Background information
- Born: April 24, 1963 (age 63) Los Angeles, California, U.S.
- Genres: Heavy metal; progressive metal; power metal;
- Occupation: Bassist
- Years active: 1982–present
- Member of: Armored Saint; Fates Warning;
- Formerly of: Engine; Seven Witches; Motor Sister; Mercyful Fate;

= Joey Vera =

American bassist (born 1963)

Joey Vera (born April 24, 1963) is an American bassist who is known as a member of the heavy metal band Armored Saint and progressive metal band Fates Warning.

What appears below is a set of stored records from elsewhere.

PR #4151, opened 2021-04-01
[tests][dask] use dy_true mean in denominator for _r2_score

jmoralez:
Reference: https://github.com/scikit-learn/scikit-learn/blob/95119c13af77c76e150b753485c662b7c52a41a2/sklearn/metrics/_regression.py#L693-L694


jameslamb:
Linking that this came from https://github.com/microsoft/LightGBM/pull/4149#discussion_r605371439

jameslamb (approved):
thanks for fixing this!

PR #4678, opened 2021-10-14
[ci] introduce CI jobs that mimic CRAN gcc-ASAN and clang-ASAN tests (fixes #4674)

jameslamb:
#4674 documents an issue in LightGBM discovered by CRAN's checks using the address sanitizer for `gcc` and `clang`.

This PR proposes introducing CI jobs that I believe can reproduce that issue, and which I hope will help us to catch similar issues during development in the future (to reduce the risk of CRAN rejections).

* comment explaining the design choices in these tests: https://github.com/microsoft/LightGBM/issues/4674#issuecomment-942922289
* builds on my fork showing these checks reproducing #4674
    - `gcc`: https://github.com/jameslamb/LightGBM/pull/49/checks?check_run_id=3890682813
    - `clang`: https://github.com/jameslamb/LightGBM/pull/49/checks?check_run_id=3890682831

PR #4686, opened 2021-10-15
[R-package] Add `print()` and `summary()` methods for Booster

david-cortes:
Currently, when examining a lightgbm object, it shows information which is typically not relevant to the user, while missing important pieces of information that one would want to see, such as the objective function or the model dimensions. This PR adds a `print` and a `summary` method with shorter outputs and more relevant information. The old `print` can still be accessed through `str`.


jameslamb:
That message from this project's linter exactly mirrors direct feedback we received from CRAN.

In one submission of `{lightgbm}` 3.0.0 to CRAN in September 2020, CRAN's response included the following (documented [in cran-comments.md](https://github.com/microsoft/LightGBM/blob/master/R-package/cran-comments.md#v300---submission-4---september-4-2020.))

> Please replace cat() by message() or warning() in your functions (except for print() and summary() functions). Messages and warnings can be suppressed if needed.

Since this PR is adding `print()` and `summary()` methods, I think uses of `cat()` in those specific cases will be ok with CRAN.

According to https://github.com/jimhester/lintr#project-configuration, it's possible to tell `{lintr}` to exclude specific lines by adding the comment `# nolint`. Please try adding such comments to the lines in this PR that use `cat()`.

jameslamb (approved):
This looks great, thanks so much for the idea and for the effort you put into the implementation!

## Notes for other reviewers

I just updated this to latest `master`, to integrate other recent changes, especially the new CI jobs mimicking CRAN's tests with sanitizers (#4678).

If those pass, I'm comfortable merging this now that v3.3.1 has been released (#4715). Even if CRAN rejects v3.3.1 for some reason and we end up needing a v3.3.2 release, I'd be comfortable with these changes being part of such a release, since I think they're low risk and do not contain any breaking changes.

StrikerRUS:
@jameslamb Can we merge this now?

jameslamb:
yep! I'll merge it. Thanks again for the help @david-cortes !

PR #4687, opened 2021-10-15
[R-package] Expand user paths in file names

david-cortes:
Many R functions  take file paths as inputs, but will not expand paths like `~/myfile`, which this PR fixes. It comes without any tests because generating files in the user folder in examples and tests would be against CRAN policies.


jameslamb:
@StrikerRUS I'm going to merge this one.

I think it's a good candidate for a potential 3.3.1 release (since it seems #4674 will probably require such a release) as it improves the usability of the R package in a way that doesn't introduce breaking changes, large new functionality, new dependencies, or substantial risk of submission issues with CRAN.

PR #4688, opened 2021-10-16
[docs] fix C API docs rendering

StrikerRUS:
Refer to 
- https://www.doxygen.nl/manual/docblocks.html#memberdoc
- https://www.doxygen.nl/manual/preprocessing.html

I checked all variants of `brief` description and only this one results in no weird artifacts in the `LGBM_SetLastError()` function.

Force `__cplusplus` in docs to get more general description.

Live demo: https://lightgbm.readthedocs.io/en/fix_docs/C-API.html.

#### Before

image

image

#### After

image

image


drewmiller:
@StrikerRUS Note that the use of `//` isn't supported by ANSI C. So if there's no workaround to using `//` in 'c_api.h', ANSI C support will need to be dropped.

Issue #4537, opened 2021-08-19
Improve portability of OpenMP checks in R-package configure on macOS


StrikerRUS:
Originally discussed in https://github.com/microsoft/LightGBM/pull/4507#discussion_r692334224.

Right now, `configure.ac` checks compilation on macOS with `-Xclang -fopenmp` OpenMP flags. In case of failure, it tries to compile one more time with default `-fopenmp` flag. I think we can improve that check by trying to compile with some other OpenMP flags with the aim to support more compilers.

https://github.com/microsoft/LightGBM/blob/c65a2e3363cdff5ddb31689c6d555ec345932d98/R-package/configure.ac#L103

Possible flags to check: https://github.com/autoconf-archive/autoconf-archive/blob/6c25681d78d963708362ea0d4d63ee9b508782b6/m4/ax_openmp.m4#L82.

StrikerRUS:
Closing in favor of being in #2302. We decided to keep all feature requests in one place.

Welcome to contribute this feature! Please re-open (or post a comment if you are not a topic starter) this issue if you are actively working on implementing this feature.

PR #4692, opened 2021-10-17
[R-package] Link to optimized linear algebra libraries

david-cortes:
LightGBM uses Eigen for solving linear systems. Under the default configuration for the R build, it makes it use Eigen's own linear algebra operations, which might not be as efficient as an optimized BLAS/LAPACK library, especially under the default R build options which do **not** use `-march=native` and instead limit to `-msse2` on amd64 computers.

It can be confirmed that it is not linking to either of those by downloading the windows binary build from CRAN and running something like this:
```
dumpbin /dependents lightgbm.dll
```

This PR adds the necessary linkage to use BLAS and LAPACK in the R builds, which can be confirmed by building for windows and re-running the command above.


david-cortes:
The mac setup that is failing is because it cannot link to `gfortran`. Probably needs to install it in order to build the package:
https://cran.r-project.org/bin/macosx/tools/
https://www.cynkra.com/blog/2021-03-16-gfortran-macos/

jameslamb:
Ok, coming back to this!

Given the comments so far, I don't support adding unconditional linking to BLAS/LAPACK.

* this feature would only provide a performance improvement when using linear learners
* the expected improvement is unknown ([comment](https://github.com/microsoft/LightGBM/pull/4692#issuecomment-952983807)), 
* adding this linking unconditionally might require Mac users installing from source to install `gfortran` if they don't have it ([comment](https://github.com/microsoft/LightGBM/pull/4692#issuecomment-945201066))

If we were to add this support in the CRAN package, I'd prefer to do it conditionally, similar to the way this project conditionally uses OpenMP: https://github.com/microsoft/LightGBM/blob/5fa887bb79d0e4d1961c8adafce9832448535e71/R-package/configure.ac#L108.

=================================

Please open a separate feature request documenting related ideas for the Python package, since you've said you don't want to attempt such changes in this PR (https://github.com/microsoft/LightGBM/pull/4692#issuecomment-949930771). To keep the conversation here focused on only the changes in this PR.

david-cortes:
> Ok, coming back to this!
> 
> Given the comments so far, I don't support adding unconditional linking to BLAS/LAPACK.
> 
> * this feature would only provide a performance improvement when using linear learners
> * the expected improvement is unknown ([comment](https://github.com/microsoft/LightGBM/pull/4692#issuecomment-952983807)),
> * adding this linking unconditionally might require Mac users installing from source to install `gfortran` if they don't have it ([comment](https://github.com/microsoft/LightGBM/pull/4692#issuecomment-945201066))
> 
> If we were to add this support in the CRAN package, I'd prefer to do it conditionally, similar to the way this project conditionally uses OpenMP:
> 
> https://github.com/microsoft/LightGBM/blob/5fa887bb79d0e4d1961c8adafce9832448535e71/R-package/configure.ac#L108
> 
> .
> =================================
> 
> Please open a separate feature request documenting related ideas for the Python package, since you've said you don't want to attempt such changes in this PR ([#4692 (comment)](https://github.com/microsoft/LightGBM/pull/4692#issuecomment-949930771)). To keep the conversation here focused on only the changes in this PR.

I think that workaround which you added for openmp on mac is no longer necessary in the latest R versions. It is BTW also not a portable solution, since a user having GCC or ICC as the default compiler will be able to use openmp through the R-provided flags but would fail that test.

jameslamb:
>  also not a portable solution, since a user having GCC or ICC as the default compiler will be able to use openmp through the R-provided flags but would fail that test.

Thanks for the note. For ICC, that's a known issue (@StrikerRUS mentioned it in https://github.com/microsoft/LightGBM/pull/4507#discussion_r692334224), and LightGBM has an item in it's backlog to address it: #4537 .

I don't think that statement is completely correct though, that `gcc` users on Mac wouldn't be able to use openmp with the LightGBM R package.

That file explicitly accounts for that:

https://github.com/microsoft/LightGBM/blob/5fa887bb79d0e4d1961c8adafce9832448535e71/R-package/configure.ac#L123-L131

This project doesn't have tests using `gcc` on Mac for the CRAN package (due to limited CI capacity), but that combination was explicitly tested when this OpenMP check was added: #4507.

If you can produce a reproducible example showing that compiling the CRAN package with `gcc` on Mac fails to find OpenMP, we'd welcome a comment with that evidence on #4507, as it'll be helpful to whoever eventually picks up that feature.

Laurae2:
> adding this linking unconditionally might require Mac users installing from source to install gfortran if they don't have it

Mac users who compile R packages from source are expected to have gfortran installed and usable for R.

> Actually, there's something strange with these timings: if I run it multiple times, further runs then take <1s (wether this is ran with eigen or with blas).

Destroy the model and garbage collect the memory before retraining each model.

Note that you might need to run them once for hot loading memory.

> the expected improvement is unknown

BLAS, Intel MKL, and tuned BLASes should be faster. However it depends on the CPU, available CPU cache, what's currently using the CPU caches, and many other factors.

> > ... R provides an internal BLAS which is well-tested and will be adequate for most uses of R.
https://cran.r-project.org/doc/manuals/r-devel/R-admin.html#Linear-algebra
> 
> However, some articles over the internet state that the real speedup can be provided by external BLAS implementations.

Correct, the R default BLAS is quite stable and sort of battletested for the results (but not for speed, obviously).

There are known cases where some BLASes don't get the answers right (especially SVDs combined with ill-conditional matrix which chain matrix operations, where getting a number flip can go wrong all down the line). R default shipped BLAS also has some of those quirks but are very hard to find.

Some results below on HIGGS, which MKL probably won't improve well due to how small the number of columns is.

Linux + ICC + Eigen ran 11 times, took average run:

```r
    user   system  elapsed 
2513.352   1.991   71.483 

0.8363038
```

Linux + ICC + Intel MKL (on Dual Intel Xeon 6154) ran 11 times, took average run:

```r
    user   system  elapsed 
2339.294    3.775   65.341

0.8363038
```

Reproducible code below. Note that I'm running LightGBM with 36 threads and forcing them to spawn during `fread` (which, in my case, uses exactly 36 threads) in order to enforce first touch policy for OpenMP threads to maintain the highest memory locality possible (I have multiple NUMA nodes).
On UMA setups (no NUMA nodes), just rerun from speed everytime to get new measurements. 1st run will be slightly slower than subsequent runs, therefore discard first run.
On NUMA setups, clear the RAM cache with `sync; echo 3 > /proc/sys/vm/drop_caches` and rerun from scratch the script, as different NUMA setups might arise and lead to large differences (it shouldn't if you run the R with CPU affinity). Results might be overall slower than UMA since memory is fully wiped everytime, and no cache abuse can happen.

```r
library(lightgbm)
library(data.table)

setwd("Downloads/HIGGS.csv") # Where HIGGS.csv is : https://archive.ics.uci.edu/ml/machine-learning-databases/00280/
setDTthreads(36) # Make sure this is equal to the number of threads you are requesting, so if you are in NUMA you will have memory locality for max performance
data <- fread("HIGGS.csv") # Force spawn all the requested threads
labels <- data$V1
data[, V1 := NULL]
data <- as.matrix(data)

data_train <- data[1:8800000, ]
data_valid <- data[8800001:11000000, ]

labels_train <- labels[1:8800000]
labels_valid <- labels[8800001:11000000]

dtrain_lgb <- lgb.Dataset(data_train, label = labels_train)
dvalid_lgb <- lgb.Dataset.create.valid(dtrain_lgb, data_valid, label = labels_valid)
valids_lgb <- list(valid = dvalid_lgb)


auc <- function(preds, labels) {
  x1 = as.numeric(preds[labels == 1])
  n1 = as.numeric(length(x1))
  x2 = as.numeric(preds[labels == 0])
  n2 = as.numeric(length(x2))
  r = rank(c(x1,x2))
  return((sum(r[1:n1]) - n1 * (n1 + 1) / 2) / (n1 * n2))
}

# 36 CPU threads training
speed <- system.time({
  model <- lgb.train(
    params = list(max_depth = 6,
                  num_leaves = 2^8,
                  learning_rate = 0.1,
                  min_data_in_leaf = 1,
                  min_sum_hessian_in_leaf = 1,
                  lambda_l1 = 0,
                  lambda_l2 = 1,
                  min_gain_to_split = 0,
                  max_bin = 255,
                  force_row_wise = TRUE,
                  linear_tree = TRUE,
                  boosting = "gbdt",
                  objective = "binary",
                  metric = "binary_logloss",
                  device = "cpu"),
    data = dtrain_lgb,
    valids = valids_lgb,
    nrounds = 500,
    verbose = 1,
    num_thread = 36
  )
})
model_predict <- predict(model, data_valid)
auc(model_predict, labels_valid)
rm(model)
invisible(gc(verbose = FALSE))
speed
```

@david-cortes can you please check on HIGGS the speed with Eigen and with OpenBLAS using my example?

david-cortes:
Did a bit more testing. After measuring the execution time for only the second time that I run the code, I get roughly the same timings for eigen and openblas (186-190 seconds, on an 8c/16t ryzen 7 2700 using gcc11) and roughly the same AUROCs, whether using the default compilation options from R or something higher (O3/march=native).

However the first run on a fresh system restart seems to be more variable. Guess it was just a matter of luck seeing better timings for openblas, and for this specific use case eigen is well optimized.

jameslamb:
Ah ok, @david-cortes thank you so much for bringing this up and for the time and effort spent investigating it!!

And @Laurae2 for the excellent explanation in and examples in https://github.com/microsoft/LightGBM/pull/4692#issuecomment-973304576.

During 2004 and early 2005, he toured with Anthrax as a fill-in for Frank Bello, who had taken a break from the band. He was also a member of Engine, recorded with Tribe After Tribe, appeared on the OSI album Free, and contributed as a bassist on two albums with Lizzy Borden (Master of Disguise and Deal with the Devil). His first solo album, A Thousand Faces, was released in 1994. His current solo project, A Chinese Firedrill, released an album titled Circles in 2007. In August 2019, Vera was announced as the touring bassist for a newly reunited Mercyful Fate, filling in for Timi Hansen. He remained with the band until 2024.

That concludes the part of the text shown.